== What you have to do ==
The response must consist of the complete listing below, reproduced without alteration.

Segment Open

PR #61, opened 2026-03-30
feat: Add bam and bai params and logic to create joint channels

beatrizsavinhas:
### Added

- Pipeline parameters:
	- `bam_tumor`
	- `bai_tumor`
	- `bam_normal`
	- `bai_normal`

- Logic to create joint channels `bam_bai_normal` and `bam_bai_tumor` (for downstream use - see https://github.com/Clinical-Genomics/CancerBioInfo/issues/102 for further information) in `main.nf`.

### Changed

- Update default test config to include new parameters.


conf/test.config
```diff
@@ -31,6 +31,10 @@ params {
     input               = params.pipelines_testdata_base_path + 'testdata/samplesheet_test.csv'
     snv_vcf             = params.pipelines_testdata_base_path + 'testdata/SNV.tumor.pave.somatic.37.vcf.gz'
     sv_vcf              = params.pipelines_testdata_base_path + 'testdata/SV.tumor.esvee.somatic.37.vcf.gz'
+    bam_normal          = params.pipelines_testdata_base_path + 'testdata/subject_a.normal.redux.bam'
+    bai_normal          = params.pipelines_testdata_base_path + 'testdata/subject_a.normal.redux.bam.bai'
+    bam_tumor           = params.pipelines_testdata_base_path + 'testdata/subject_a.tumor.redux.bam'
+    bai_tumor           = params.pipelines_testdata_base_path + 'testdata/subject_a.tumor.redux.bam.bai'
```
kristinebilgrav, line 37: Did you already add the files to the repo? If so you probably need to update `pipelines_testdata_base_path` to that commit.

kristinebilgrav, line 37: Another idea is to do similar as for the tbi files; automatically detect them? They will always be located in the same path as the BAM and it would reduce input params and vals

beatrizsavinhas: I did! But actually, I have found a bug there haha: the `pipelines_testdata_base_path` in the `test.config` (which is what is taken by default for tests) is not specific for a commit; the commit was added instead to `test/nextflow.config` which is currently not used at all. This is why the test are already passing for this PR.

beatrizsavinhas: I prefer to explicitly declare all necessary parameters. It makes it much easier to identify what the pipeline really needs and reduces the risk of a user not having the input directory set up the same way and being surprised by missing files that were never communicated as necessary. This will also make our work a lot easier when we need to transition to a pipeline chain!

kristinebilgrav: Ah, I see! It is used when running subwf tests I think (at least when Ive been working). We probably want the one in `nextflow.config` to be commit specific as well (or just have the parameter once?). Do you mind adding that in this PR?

Segment Closed

== Written response ==
PR #61, opened 2026-03-30
feat: Add bam and bai params and logic to create joint channels

beatrizsavinhas:
### Added

- Pipeline parameters:
	- `bam_tumor`
	- `bai_tumor`
	- `bam_normal`
	- `bai_normal`

- Logic to create joint channels `bam_bai_normal` and `bam_bai_tumor` (for downstream use - see https://github.com/Clinical-Genomics/CancerBioInfo/issues/102 for further information) in `main.nf`.

### Changed

- Update default test config to include new parameters.


conf/test.config
```diff
@@ -31,6 +31,10 @@ params {
     input               = params.pipelines_testdata_base_path + 'testdata/samplesheet_test.csv'
     snv_vcf             = params.pipelines_testdata_base_path + 'testdata/SNV.tumor.pave.somatic.37.vcf.gz'
     sv_vcf              = params.pipelines_testdata_base_path + 'testdata/SV.tumor.esvee.somatic.37.vcf.gz'
+    bam_normal          = params.pipelines_testdata_base_path + 'testdata/subject_a.normal.redux.bam'
+    bai_normal          = params.pipelines_testdata_base_path + 'testdata/subject_a.normal.redux.bam.bai'
+    bam_tumor           = params.pipelines_testdata_base_path + 'testdata/subject_a.tumor.redux.bam'
+    bai_tumor           = params.pipelines_testdata_base_path + 'testdata/subject_a.tumor.redux.bam.bai'
```
kristinebilgrav, line 37: Did you already add the files to the repo? If so you probably need to update `pipelines_testdata_base_path` to that commit.

kristinebilgrav, line 37: Another idea is to do similar as for the tbi files; automatically detect them? They will always be located in the same path as the BAM and it would reduce input params and vals

beatrizsavinhas: I did! But actually, I have found a bug there haha: the `pipelines_testdata_base_path` in the `test.config` (which is what is taken by default for tests) is not specific for a commit; the commit was added instead to `test/nextflow.config` which is currently not used at all. This is why the test are already passing for this PR.

beatrizsavinhas: I prefer to explicitly declare all necessary parameters. It makes it much easier to identify what the pipeline really needs and reduces the risk of a user not having the input directory set up the same way and being surprised by missing files that were never communicated as necessary. This will also make our work a lot easier when we need to transition to a pipeline chain!

kristinebilgrav: Ah, I see! It is used when running subwf tests I think (at least when Ive been working). We probably want the one in `nextflow.config` to be commit specific as well (or just have the parameter once?). Do you mind adding that in this PR?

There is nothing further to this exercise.